On August 9, 2022, the Albuquerque Police Department announced that a "primary suspect" had been detained, later that day announcing the arrest of a 51-year-old Afghan American man named Muhammad Atif Syed, a well-known member of the local Muslim community. He was formally charged with the killings of Aftab Hussein and Muhammad Afzaal Hussian on August 10, and was charged with the killing of Naeem Hussain on August 19, and will be investigated for possible involvement in the killings of Mohammad Ahmadi. The police said in a statement that there was evidence that Syed knew the victims to some extent, and that the killings may have been motivated by "inter-personal conflict" as well as sectarian hate. Syed denied involvement in the killings.

Syed was working as a cook when he and his family fled Afghanistan in 2012 for Pakistan, where they lived until being admitted to the US as refugees in 2016. Although Syed claimed to have fought the Taliban as part of an elite Afghan National Army unit, his US government profile listed no military experience and an expert described his claim as "fishy". Beginning the year after he immigrated to the US, Syed was arrested for domestic violence three times, and one of his sons claimed Syed beat him and his mother repeatedly. All three cases were dismissed: the first two when Syed's alleged victims refused to press charges, and the third after he completed a pretrial intervention program. Syed was also arrested for failing to pull over for police; that charge, too, was dismissed.

In March 2024, Syed was convicted of the first-degree murder of Aftab Hussein. In New Mexico, a conviction of first-degree murder carries minimum sentence of 30 years to life, but, as of January 2025, the sentencing date has not been set. On September 3, 2024, Syed pleaded no contest to charges of second-degree murder for killing Muhammad and Naeem Hussain. Under the terms of his plea bargain, he will serve 30 years in prison for both charges, concurrent with any sentence he receives for first-degree murder conviction. On November 8, he was sentenced to life in prison with the possibility of parole after 30 years.

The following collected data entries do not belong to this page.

PR #2708, opened 2023-01-07
[Rule] Add rule for NPC Level Based Buff Restrictions.

noudess:
Added a rule that allows server ops to apply "SPELL_TOO_POWERFUL" rule to NPCs just like PCs.

NPCBuffLevelRestrictions (default off to retain existing functionality)

While debuging this I found that NPC spells from the AI that fail in the CastSpell() portion of the spell casting chain do not recover ever - as the code relies on the casting_spell_id  and the spell slot to be valid in every function that calls the AI with AI_Event_SpellCastFinished.  As these variables are not set until later in the casting chain, the  AI was never getting reset.

This bug was much more obvious when setting my new rule, as NPC spells fail in the checking stage alot more.

This is a DRAFT PR until someone more adept with spells than I ok's the change.

I did test all the variant cases and it works, and I put a log locally if an NPC ever cast a spell not using slot 1 and I didnt see any.  Not sure that matters, but the AI only resets on slot 1, and since slot was not set, I pass in 1.

### DIFF
--- a/zone/spells.cpp
+++ b/zone/spells.cpp
@@ -3215,9 +3215,14 @@ bool Mob::CheckSpellLevelRestriction(Mob *caster, uint16 spell_id)
 		return false;
 	}
 
+	if (caster->IsClient() && caster->CastToClient()->GetGM()) {
+		LogSpells("[CheckSpellLevelRestriction] GM casting - No restrictions");
+		return true;
+	}
+
 	// NON GM clients might be restricted by rule setting
 	if (caster->IsClient()) {
-		if (RuleB(Spells, BuffLevelRestrictions) && !caster->CastToClient()->GetGM()) {
+		if (RuleB(Spells, BuffLevelRestrictions)) {
 			check_for_restrictions = true;
 		}
 	}
--- a/zone/spells.cpp
+++ b/zone/spells.cpp
@@ -1149,7 +1149,7 @@ void Mob::InterruptSpell(uint16 message, uint16 color, uint16 spellid)
 			bard_song_mode = true;
 		} else {
 			spellid = casting_spell_id;
-		} 
+		}
 	}
 
 	LogSpells("Interrupt: casting_spell_id [{}] casting_spell_slot [{}]",
--- a/zone/spells.cpp
+++ b/zone/spells.cpp
@@ -734,10 +734,6 @@ bool Mob::DoCastingChecksOnTarget(bool check_on_casting, int32 spell_id, Mob *sp
 	*/
 
 	bool ignore_on_casting = false;
-	bool ignore_if_npc_or_gm = false;
-	if (!IsClient() || (IsClient() && CastToClient()->GetGM())) {
-		ignore_if_npc_or_gm = true;
-	}
 
 	if (check_on_casting){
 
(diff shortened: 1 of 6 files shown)


noudess:
Tested all iterations and I am happy with results.

Akkadius:
Will look at this one later today

zone/spells.cpp
```diff
@@ -3211,29 +3205,55 @@ int Mob::CheckStackConflict(uint16 spellid1, int caster_level1, uint16 spellid2,
...
+		check_for_restrictions = true;
+	}
 
-	return true;
+	if (check_for_restrictions) {
+		int spell_level = GetMinLevel(spell_id);
+
+		// Only check for beneficial buffs
+		if (IsBuffSpell(spell_id) && IsBeneficialSpell(spell_id)) {
+			if (spell_level > 65) {
```
Akkadius, line 3234: Can we use 65 as a constant, magic number

Akkadius: Same with the others below

Akkadius: At the very least somewhere in `eq_constants.h`

zone/spells.cpp
```diff
@@ -3211,29 +3205,55 @@ int Mob::CheckStackConflict(uint16 spellid1, int caster_level1, uint16 spellid2,
...
-			if (IsGroupSpell(spell_id) && GetLevel() < 62)
-				return false;
-			else if (GetLevel() < 61)
-				return false;
-		} else if (SpellLevel > 50) { // 51-65
-			if (GetLevel() < (SpellLevel / 2 + 15))
-				return false;
+	// NON GM clients might be restricted by rule setting
+	if (caster->IsClient()) {
+		if (RuleB(Spells, BuffLevelRestrictions) && !caster->CastToClient()->GetGM()) {
```
Akkadius, line 3220: We should emit a log when this logic checks GM

So many times people waste hours troubleshooting a non-issue when they realize an effect wasn't working because they just had the GM flag on.

Something in `LogSpells` at the very least

zone/spells.cpp
```diff
@@ -3211,29 +3205,55 @@ int Mob::CheckStackConflict(uint16 spellid1, int caster_level1, uint16 spellid2,
...
-	return true;
-}
+	bool check_for_restrictions = false;
+	bool can_cast = true;
 
-bool Client::CheckSpellLevelRestriction(uint16 spell_id)
-{
-	int SpellLevel = GetMinLevel(spell_id);
+	if (!caster) {
+		LogSpells("CheckSpellLevelRestriction: No caster");
```
Akkadius, line 3214: Prefix log with `[CheckSpellLevelRestriction]` please vs `CheckSpellLevelRestriction:`

Akkadius:
So if I'm understanding your PR comments correctly, this both fixes a bug with AI logic pausing entirely and separately adds a rule for additional behavior?

Code looks fairly straightforward - I realize that my comments around constants are not your code originally, but we should try to make improvements while we're in the context of the changes

Would like someone versed in this area to also take an additional look, otherwise LGTM

noudess:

His motive remains unknown.

=== Syed's son ===
On August 14, 2022, the U.S. Attorney for New Mexico stated that they were seeking to detain Muhammad Syed's son Shaheen "Maiwand" Syed in connection with up to two of the killings based on cell tower data, phone records, and the recovery of a pistol in the son's room, though the son's attorney called the allegations "exceedingly thin and speculative." Shaheen Syed has been arrested on August 9 on an unrelated federal charge of using an incorrect address while purchasing a firearm in 2021. He was eventually not charged with any murder and was held until being released to halfway house on October 7, 2022. Syed pleaded guilty on January 9, 2023, and served 70 days in prison. He is currently on three-year supervised release.

==Reactions==

The belief that Islamophobia was behind the killings prompted Albuquerque's Muslim community to temporarily shutter businesses, and Muslim residents to either stay in their homes or move out of state. Reuters reported that the killings led to "days [of] bolstering security around Albuquerque-area mosques, seeking to allay fears of a shooter driven by anti-Muslim hate."

The Albuquerque Muslim community reacted with sadness following the arrest of Syed, who is a Muslim himself. Some residents expressed concern that Syed's arrest would fuel perceptions of Muslims as violent or extreme.

On August 10, the Islamic Center of Albuquerque held a community prayer for the men killed, while Sunni and Shia leaders came together in Washington, D.C. to send messages of solidarity. In an interview with Insider, a brother of one of the victims said he did not believe that the killings were religiously motivated.